## PROMPT
Write out, unchanged, the lines from the one holding "PR #1234, opened 2015-12-08" to the close of the listing. Both the first and last lines belong in it.

──────── DATA EXTRACT ────────

PR #1232, opened 2015-12-07
Change Return Type of RDDFilter

jamesmcclain:
RDDFilter now returns a Seq[KeyBound] instead of an Option[KeyBound].

Tests for the `spark` project all passed locally except for `geotrellis.spark.op.local.spatial.LocalSpatialSpec`.

PR #1234, opened 2015-12-08
Use Rasterizer to Find Keys Covering Polygon

### LINKED ISSUE #1228: Query LayerReader by Polygon and MultiPolygon
We should be able to do something like this:

```scala
val polygon: Polygon = ???
val query = new RDDQuery[SpatialKey, RasterMetaData].where(Intersects(polygon))
```
and so

```scala
val layerReader: S3LayerReader[SpatialKey, Tile, RasterRDD] = ???
val layerId: LayerId = ???
layerReader.query(layerId)
  .where(Intersects(polygon))
  .toRDD
```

────────

## WORKED SOLUTION
PR #1234, opened 2015-12-08
Use Rasterizer to Find Keys Covering Polygon

### LINKED ISSUE #1228: Query LayerReader by Polygon and MultiPolygon
We should be able to do something like this:

```scala
val polygon: Polygon = ???
val query = new RDDQuery[SpatialKey, RasterMetaData].where(Intersects(polygon))
```
and so

```scala
val layerReader: S3LayerReader[SpatialKey, Tile, RasterRDD] = ???
val layerId: LayerId = ???
layerReader.query(layerId)
  .where(Intersects(polygon))
  .toRDD
```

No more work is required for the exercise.